## Required action:
For each line in the data below that holds "important", return a copy.

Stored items
PR #9472, opened 2016-08-18
9460 cast geom to simple

### LINKED ISSUE #9460: Improve query-schema-model usage
We are currently (ab)using query-schema-model for _two_ purposes (breaking single-responsibility-principle for the trade-off and benefit of avoiding extra API calls/roundtrips), to get:
 1. The query schema, i.e. the column names and their types
 2. The geometry of the dataset

The problem is, to get both results in one request we do a full `SELECT *` query, which while returns all columns available(1), also includes _all_ data even if we only need the simple type of a geom(2), which if the dataset contains huge `the_geom` or blobs (in magnitude of MBs) doesn't make sense to return to the frontend. Waste of bandwidth and could make the browser (tab) crash. This wasn't seen until last week, so luckily not a urgent problem (yet).

Also, different parts of the UI don't require _both_ these data points, typically it's only `the_geom` that's needed up front, the dataset schema is usually only needed when editing a layer/analysis/widget, so that can be postponed to be fetched on-demand (this is already how it works, so no changes necessary for this).

Considering the common use-cases don't contain huge `the_geom`/blobs I think we could/should tackle this in the following steps:

1. Cast `the_geom` to a the simple type literal consumed by the views (`point`, `polygon`, `line`)
2. Separate query-schema-model in two:
  - `geometry-model`: new model to represent the simple geom ([persisted on/restored per node definition already](https://github.com/CartoDB/cartodb/blob/master/lib/assets/javascripts/cartodb3/data/analysis-definition-node-model.js#L16-L18))
  - `query-schema-model`: only representing the schema, so can add a `limit 0` to the query, effectively avoiding to get any unnecessary data
  - These changes should only require changes minimal change to the UI, to use the new geometry-model to get the geometry, there's [only a handful](https://github.com/CartoDB/cartodb/search?utf8=%E2%9C%93&q=simple_geom), and the use-cases are simple, so should not be that severe.

Thoughts, @gfiorav @xavijam @rochoa  ?

viddo:
Fixes #9460 

The solution is _almost_ the same as I proposed in the issue:

> 1. Cast the_geom to a the simple type literal consumed by the views (`point`, `polygon`, `line`)
> 2. Separate query-schema-model in two:
>  - geometry-model: new model to represent the simple geom (persisted on/restored per node definition already)
>  - query-schema-model: only representing the schema, so can add a limit 0 to the query, effectively avoiding to get any unnecessary data
>  - These changes should only require changes minimal change to the UI, to use the new geometry-model to get the geometry, there's only a handful, and the use-cases are simple, so should not be that severe.

… with the difference that doing (1) turned out to require to do (2), due to some parts of the code (dataset/table views) depending/abusing the `rowsSamplesCollection`. On the flip side, solves the issue in one go!

So, summarizing the changes a little bit, to hopefully ease the code review:
- Extracted `simple_geom` and related logic to a `query-geometry-model`, so an analysis node now has two separate models for the two distinct use cases:
  - `nodeDefModel.queryGeometryModel` - lookups the geometry (persisted/restored from the node's `options` data.
  - `nodeDefModel.querySchemaModel` - like before, w/, intended only to lookup the schema (columns and their types etc.)
- Replaced/added `querySchemaModel` w/ `geometryModel` where using wanting the geometry (this is why there are so many changed files)
- `query-schema-model` only requests schema (columns) by default, changed it so to also fetch rows data as part of the query, for the use-cases where `rowsSamplesCollection` was used mentioned above (now renamed to `rowsCollection` btw), e.g.:
```js
var m = new QuerySchemaModel({query: 'SELECT * FROM foo'});
m.set('rows_per_page', 123);
m.fetch() => // => GET ?sql=…&rows_per_page=123
```
- Removed `the_geom_webmercator` usage since it was unused anyway, after talking w/ @rochoa it's my understanding that `the_geom_webmercator` implies `the_geom` existing but not the other way around. And obviously, since we don't use the value anyway it should not matter anyway.
- Also, check the full generated URL, instead of only the sub-query, to (properly) decide on using a GET or POST for the request.

@xavijam 🎁 😘


xavijam:
cc @javierarce and @nobuti, quite important ^^^.

package.json
```diff
@@ -68,6 +68,7 @@
     "jasmine": "^2.4.1",
     "jstify": "0.13.0",
     "load-grunt-tasks": "3.2.0",
+    "multiline": "1.0.2",
```
xavijam: oh, what is it for?

xavijam:
It looks ok, but there are so many changes in so many places, I'd try in staging before merging.

viddo:
>  I'd try in staging before merging.

Agree, deploying on ded03

lib/assets/javascripts/cartodb3/data/query-geometry-model.js
```diff
@@ -0,0 +1,138 @@
+var _ = require('underscore');
+var Backbone = require('backbone');
+var syncAbort = require('./backbone/sync-abort');
+var multiline = require('multiline');
+
+var template = _.template(
+/* eslint-disable */
+multiline(function () {/*!@preserve
```
viddo: @xavijam according to https://github.com/sindresorhus/multiline#minification this kind of comment should preserve the comment, but it was removed anyway by the uglify minification grunt build step… 😢  need to investigate why that is (perhaps I misspelled it or such?). The `eslint-disable` was added because it should have a space in there, perhaps that's enough?

Worst case: 🔥  the multiline and do a normal string concat or similar.

edit: another idea I didn't think of at the time (blackout…), use a standard .tpl file instead, actually probably easier/better since don't need to add yet another dependency.

Cartofante:

Cartofante:

Cartofante:

Cartofante:

xavijam:
@Cartofante, of course!

xavijam:
Found several problems:

- [ ] Geometry parsing in table view.
screen shot 2016-08-19 at 08 55 43

- [ ] Table loading.
screen shot 2016-08-19 at 08 55 47

Cartofante:

Cartofante:

Cartofante:

Cartofante:

Cartofante:

Cartofante:

Cartofante:

Cartofante:

Cartofante:

Cartofante:

xavijam:
Please @nobuti review my last changes. I'm checking everything is ok in staging (), but this is pretty important for future implementations over the Builder.

cc @CartoDB/frontend.

lib/assets/javascripts/cartodb3/data/query-geometry-model.js
```diff
@@ -112,10 +118,10 @@ module.exports = Backbone.Model.extend({
   },
 
   _onChange: function () {
-    if (!this.hasChanged('status') && this.get('status') === 'fetching') {
+    if (!this.hasChanged('status') && this.get('status') === STATUS.fetching) {
       this.fetch(); // If is already fetching just redo the fetch with latest attrs
     } else if (this.hasChanged('query') || this.hasChanged('ready')) {
-      this.set('status', this.get('query') ? 'unfetched' : 'unavailable');
+      this.set('status', STATUS[this.get('query') ? 'unfetched' : 'unavailable']);
```
nobuti: This invalidate the point of having a hash for states. Also, I think this is more readable: `this.get('query') ? STATUS.unfetched : STATUS.unavailable`.

Cartofante:

Cartofante:

lib/assets/javascripts/cartodb3/data/query-geometry-model.js
```diff
@@ -0,0 +1,140 @@
...
+
+  hasValue: function () {
+    return !!this.get('simple_geom');
+  },
+
+  _onChange: function () {
+    if (!this.hasChanged('status') && this.get('status') === STATUS.fetching) {
+      this.fetch(); // If is already fetching just redo the fetch with latest attrs
+    } else if (this.hasChanged('query') || this.hasChanged('ready')) {
+      this.set('status', STATUS[this.get('query') ? 'unfetched' : 'unavailable']);
```
nobuti: `this.get('query') ? STATUS.unfetched' : STATUS.unavailable`

nobuti:
I can't see anything odd, so 👍  to me

Cartofante:

Cartofante:

xavijam:
Tests back to life, thanks for the warning @nobuti :kiss:.

Cartofante:

Cartofante:

Cartofante:

Cartofante:

nobuti:
\o/ grandes @viddo @xavijam

viddo:
🎉 😘 🙇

## Answer space:
cc @javierarce and @nobuti, quite important ^^^.
Please @nobuti review my last changes. I'm checking everything is ok in staging (), but this is pretty important for future implementations over the Builder.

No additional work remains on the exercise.